* [What needs to be done]: Nothing is needed except the lines below that run from the one with "hyi: I am not" through the one with "hyi: OK, got it. It is OK then.", repeated exactly.
───── Exercise input
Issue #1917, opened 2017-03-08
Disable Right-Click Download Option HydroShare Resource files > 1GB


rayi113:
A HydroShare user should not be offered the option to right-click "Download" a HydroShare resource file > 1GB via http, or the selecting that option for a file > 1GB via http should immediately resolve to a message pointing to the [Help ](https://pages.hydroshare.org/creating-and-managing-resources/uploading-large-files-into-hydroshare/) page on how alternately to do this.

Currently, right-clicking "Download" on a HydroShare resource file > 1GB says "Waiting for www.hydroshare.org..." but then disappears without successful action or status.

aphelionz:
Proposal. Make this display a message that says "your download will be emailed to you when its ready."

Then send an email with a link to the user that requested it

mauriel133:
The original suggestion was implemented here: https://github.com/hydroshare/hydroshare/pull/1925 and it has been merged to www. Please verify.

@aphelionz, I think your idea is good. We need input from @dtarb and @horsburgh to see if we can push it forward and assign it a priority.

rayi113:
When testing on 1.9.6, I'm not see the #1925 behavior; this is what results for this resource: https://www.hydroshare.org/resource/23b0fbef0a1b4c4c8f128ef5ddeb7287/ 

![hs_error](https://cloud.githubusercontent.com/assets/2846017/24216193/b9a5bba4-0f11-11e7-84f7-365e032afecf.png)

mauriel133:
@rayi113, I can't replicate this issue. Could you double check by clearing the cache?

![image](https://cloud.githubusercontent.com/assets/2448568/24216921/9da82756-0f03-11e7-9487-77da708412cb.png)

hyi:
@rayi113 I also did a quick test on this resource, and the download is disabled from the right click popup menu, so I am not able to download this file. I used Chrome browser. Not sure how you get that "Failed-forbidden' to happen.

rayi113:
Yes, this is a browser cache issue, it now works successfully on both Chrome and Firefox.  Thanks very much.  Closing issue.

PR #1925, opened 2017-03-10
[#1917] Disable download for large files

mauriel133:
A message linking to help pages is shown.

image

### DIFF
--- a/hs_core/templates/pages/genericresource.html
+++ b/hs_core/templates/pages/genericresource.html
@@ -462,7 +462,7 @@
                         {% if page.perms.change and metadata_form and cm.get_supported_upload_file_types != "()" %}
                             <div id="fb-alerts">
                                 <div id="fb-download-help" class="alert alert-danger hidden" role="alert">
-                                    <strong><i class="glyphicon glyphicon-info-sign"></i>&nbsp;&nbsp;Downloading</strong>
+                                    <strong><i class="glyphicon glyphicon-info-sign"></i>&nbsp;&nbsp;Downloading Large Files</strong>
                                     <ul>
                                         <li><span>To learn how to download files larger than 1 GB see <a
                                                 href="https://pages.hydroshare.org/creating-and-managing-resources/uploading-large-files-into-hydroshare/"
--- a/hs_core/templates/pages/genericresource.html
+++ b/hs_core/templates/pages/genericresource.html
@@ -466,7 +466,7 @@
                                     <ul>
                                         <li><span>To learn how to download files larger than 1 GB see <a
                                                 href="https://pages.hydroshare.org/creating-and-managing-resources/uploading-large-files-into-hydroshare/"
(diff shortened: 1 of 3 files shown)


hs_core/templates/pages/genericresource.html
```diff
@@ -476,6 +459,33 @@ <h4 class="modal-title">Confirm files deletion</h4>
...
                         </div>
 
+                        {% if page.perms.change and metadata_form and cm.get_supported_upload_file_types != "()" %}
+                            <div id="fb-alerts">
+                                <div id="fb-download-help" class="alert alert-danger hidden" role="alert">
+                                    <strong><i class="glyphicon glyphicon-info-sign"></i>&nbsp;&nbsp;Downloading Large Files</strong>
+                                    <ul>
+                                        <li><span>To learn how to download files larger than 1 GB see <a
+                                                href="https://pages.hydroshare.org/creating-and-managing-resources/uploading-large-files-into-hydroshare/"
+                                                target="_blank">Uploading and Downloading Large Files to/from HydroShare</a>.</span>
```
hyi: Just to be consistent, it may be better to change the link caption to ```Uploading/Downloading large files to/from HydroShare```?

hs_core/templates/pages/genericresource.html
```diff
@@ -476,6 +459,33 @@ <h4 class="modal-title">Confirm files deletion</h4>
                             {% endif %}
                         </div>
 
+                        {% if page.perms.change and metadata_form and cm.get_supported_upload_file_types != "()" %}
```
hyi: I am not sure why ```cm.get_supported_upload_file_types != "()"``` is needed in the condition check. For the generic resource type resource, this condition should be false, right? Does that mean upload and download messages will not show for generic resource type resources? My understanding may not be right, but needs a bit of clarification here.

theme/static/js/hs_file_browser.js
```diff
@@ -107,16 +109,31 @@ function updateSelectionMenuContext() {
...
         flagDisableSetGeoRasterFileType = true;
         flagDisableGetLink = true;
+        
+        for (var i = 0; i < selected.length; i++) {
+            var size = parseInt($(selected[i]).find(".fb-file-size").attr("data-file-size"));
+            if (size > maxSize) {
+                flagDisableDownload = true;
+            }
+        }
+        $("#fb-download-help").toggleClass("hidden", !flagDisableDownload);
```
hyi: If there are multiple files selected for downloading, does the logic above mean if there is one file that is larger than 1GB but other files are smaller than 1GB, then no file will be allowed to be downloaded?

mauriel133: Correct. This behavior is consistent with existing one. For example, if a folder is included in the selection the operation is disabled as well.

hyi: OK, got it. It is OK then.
──────────
───── Exercise input
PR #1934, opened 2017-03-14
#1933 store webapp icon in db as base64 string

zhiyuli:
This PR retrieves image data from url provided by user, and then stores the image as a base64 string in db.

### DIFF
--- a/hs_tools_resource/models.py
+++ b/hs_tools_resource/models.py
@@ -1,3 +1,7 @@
──────────
* [Exercise output]:
hyi: I am not sure why ```cm.get_supported_upload_file_types != "()"``` is needed in the condition check. For the generic resource type resource, this condition should be false, right? Does that mean upload and download messages will not show for generic resource type resources? My understanding may not be right, but needs a bit of clarification here.

theme/static/js/hs_file_browser.js
```diff
@@ -107,16 +109,31 @@ function updateSelectionMenuContext() {
...
         flagDisableSetGeoRasterFileType = true;
         flagDisableGetLink = true;
+        
+        for (var i = 0; i < selected.length; i++) {
+            var size = parseInt($(selected[i]).find(".fb-file-size").attr("data-file-size"));
+            if (size > maxSize) {
+                flagDisableDownload = true;
+            }
+        }
+        $("#fb-download-help").toggleClass("hidden", !flagDisableDownload);
```
hyi: If there are multiple files selected for downloading, does the logic above mean if there is one file that is larger than 1GB but other files are smaller than 1GB, then no file will be allowed to be downloaded?

mauriel133: Correct. This behavior is consistent with existing one. For example, if a folder is included in the selection the operation is disabled as well.

hyi: OK, got it. It is OK then.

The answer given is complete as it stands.